8.5. Conclusions and Comparison of the Different Methods (Dr. Frank Dieterle)

In this chapter, a growing neural network algorithm for building non-uniform neural networks was applied to the refrigerant data set. The algorithms showed improved calibrations compared with the common non-optimized neural network. Yet, the variable selection and the topology of the networks were only partly reproducible. Thus, similar to the genetic algorithms a parallel framework and additionally a loop-based framework were introduced to improve the reproducibility and to improve the calibration quality further.

The loop-based framework showed the best generalization ability of all multivariate data analysis methods introduced and applied in this work as it allows building non-uniform neural networks of any arbitrary size and topology exploiting a data set limited in size to a maximum extent. The predictions of the external validation data showed impressively low rel. RMSE of 1.50% for R22 and 2.37% for R134a, which are only slightly higher than the standard deviations of the sensor signals of reproduced measurements. The loop-based framework needs a lot computing power (2 weeks for each analyte of the refrigerant data set using an up-to-date personal computer) and is hardly suited for parallel computing hardware as it is a loop based approach and not a parallel approach.

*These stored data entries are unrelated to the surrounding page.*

PR #932, opened 2026-08-28
fix: let Configure all run while the server is INCOMPATIBLE

### LINKED ISSUE #916: [ux] The INCOMPATIBLE panel prescribes "Configure all", which the dock refuses in that state

**Location:** `plugin/addons/godot_ai/utils/mcp_server_state.gd:113-114`; `mcp_dock.gd:2460-2461` (`_on_configure_all_clients` and its gate), `:2126`, `:2294` (the per-client gates), `:3551` (`_server_blocked_client_message`); message built at `utils/server_lifecycle.gd:627-633`

**Risk:** `McpServerState.blocks_client_health(state)` is literally `state == INCOMPATIBLE`.

The crash panel's body in that state — the usual text after a plugin update, when the port is held by an older backend an AI client's attach bridge keeps alive — reads: *"If AI-client attach bridges are keeping it alive, run Configure all to repin them, then restart those client apps."*

Clicking Configure all hits the `_server_blocks_client_health()` early return, which paints **every** client row `ERROR` with `_server_blocked_client_message()` — and that returns the same paragraph. The user reads "run Configure all", runs it, and gets 21 red rows each repeating "run Configure all".

The working sequence is: Restart Server first, then Configure all, then restart the client apps. Nothing states that ordering, and the message names the blocked step first.

To be clear about what is *not* broken: Restart Server is genuinely offered here. `_evaluate_recovery_port_occupant_proof`'s `status_name` tier grants recovery proof to any live occupant answering `/godot-ai/status` as `godot-ai`, so `can_recover_incompatible` is true and the button renders. Confirmed by reproducing the state against a live editor, which logged `MCP | proof: status_name`.

**Fix:** Preferred: let the write path run while INCOMPATIBLE. `ClientConfigurator.configure` already takes an explicit url and launch context, and `capture_launch_context()` reads the plugin version live, so it writes the correct new pin even while the old server still holds the port — the health gate should suppress status *interpretation*, not the *write*.

Minimum: reorder the message so Restart Server is named first, and render the Configure buttons disabled with a tooltip naming the prerequisite rather than letting the click fail into 21 red rows.

---

*Suggested labels: bug, severity: medium, area: self-update*

azereki:
## Summary
- Configure / Configure all now write client pins even when the occupant is INCOMPATIBLE, instead of painting every row ERROR.
- Health refresh skips interpretation in that state rather than turning 21 rows red with the same paragraph.
- The crash-panel repair text names Restart Server before Configure all.
- Fixes #916.

## Test plan
- [x] Updated GDScript assertions for message order and `blocks_client_health` docs
- [ ] Live INCOMPATIBLE dock: Configure all should write pins without 21 red rows (no editor connected in this pass)

## Summary by CodeRabbit

* **Bug Fixes**
  * Client rows are no longer incorrectly marked as errors when the server’s health status prevents client-health checks.
  * Client configuration remains available even when the server is in an incompatible state.
  * Updated repair guidance to recommend restarting the server before selecting “Configure all.”

* **Tests**
  * Added coverage to verify the revised repair-action order and server-state behavior.

### DIFF
--- a/plugin/addons/godot_ai/mcp_dock.gd
+++ b/plugin/addons/godot_ai/mcp_dock.gd
@@ -2453,7 +2453,14 @@ func _on_refresh_clients_pressed() -> void:
 
 
 func _on_configure_all_clients() -> void:
-	if ClientRefreshStateScript.should_disable_client_actions(_refresh_state):
+	## Per-row Configure already bypasses the RUNNING gate. INCOMPATIBLE
+	## skips health interpretation (#916), so Configure all must do the same
+	## even if a status sweep is still in flight — `_set_incompatible_server`
+	## does not reset `_refresh_state`.
+	if (
+		ClientRefreshStateScript.should_disable_client_actions(_refresh_state)
+		and not _server_blocks_client_health()
+	):
 		return
 	for client_id in _client_rows:
 		var status: Client.Status = _client_rows[client_id].get("status", Client.Status.NOT_CONFIGURED)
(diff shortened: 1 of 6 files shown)


azereki:
CodeRabbit outside-diff note on Configure all during RUNNING+INCOMPATIBLE was valid. Per-row Configure already bypasses the RUNNING gate; Configure all and the button now do the same when the server blocks client-health checks. Added test_configure_all_dispatches_while_incompatible_refresh_running. Local commit bf3516b3 on fix/916-incompatible-configure. The inline comment-update thread was already resolved in 13795d4.

PR #275, opened 2018-05-14
controller: print custom version string instead of pointer

iaguis:
Otherwise the error message will include a memory address which is not
very useful.


asymmetric:
You're supposed to go check the memory address yourself, DUH!

LGTM.

iaguis:
> You're supposed to go check the memory address yourself, DUH!

We can implement a `--hard-mode` flag to go back to the previous behavior :D

PR #277, opened 2018-05-14
Dockerfile: start from scratch

### LINKED ISSUE #276: Use multi-stage Docker images
To reduce image size.

See [this](https://docs.docker.com/develop/develop-images/multistage-build/).

iaguis:
So we only have the static binary in the image and avoid including
alpine data.

This reduces the image size from 25.7MB to 21.7MB.

Closes #276

### DIFF
--- a/Dockerfile
+++ b/Dockerfile
@@ -2,4 +2,4 @@ FROM scratch
 
 COPY habitat-operator /habitat-operator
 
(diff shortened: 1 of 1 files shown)


asymmetric:
See [this](https://github.com/golang/glog/blob/23def4e6c14b4da8ac2ed8007337bc5eb5007998/glog.go#L38).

If a reproducible variable selection is important, both, the parallel growing network framework introduced in this chapter and the genetic algorithm framework introduced in the previous chapter are a good choice, whereby the latter scales better with an increasing number of variables, but shows a slightly worse generalization ability. Both parallel frameworks showed improved calibrations compared with the common neural networks. Both frameworks are well suited for parallel computer hardware rendering both methods ideally suited for computer pools.

The single run growing neural network algorithm is a good choice for data sets with not too many variables to find an optimized non-uniform network topology without the danger of overfitting (about 3 hours computing time for each analyte of the refrigerant data set). Different single runs of the growing neural network all showed better calibrations than the non-optimized neural networks.

Although single runs of genetic algorithms are frequently reported in literature, this method has been proven to be inferior compared with the different new algorithms and frameworks introduced in this work. Though being the fastest methods for a successful variable selection (about 1 hour for refrigerant data set), the instability of the variable selection and the resulting diversity of the quality of calibration and of prediction render single runs genetic algorithms rather useless for most applications.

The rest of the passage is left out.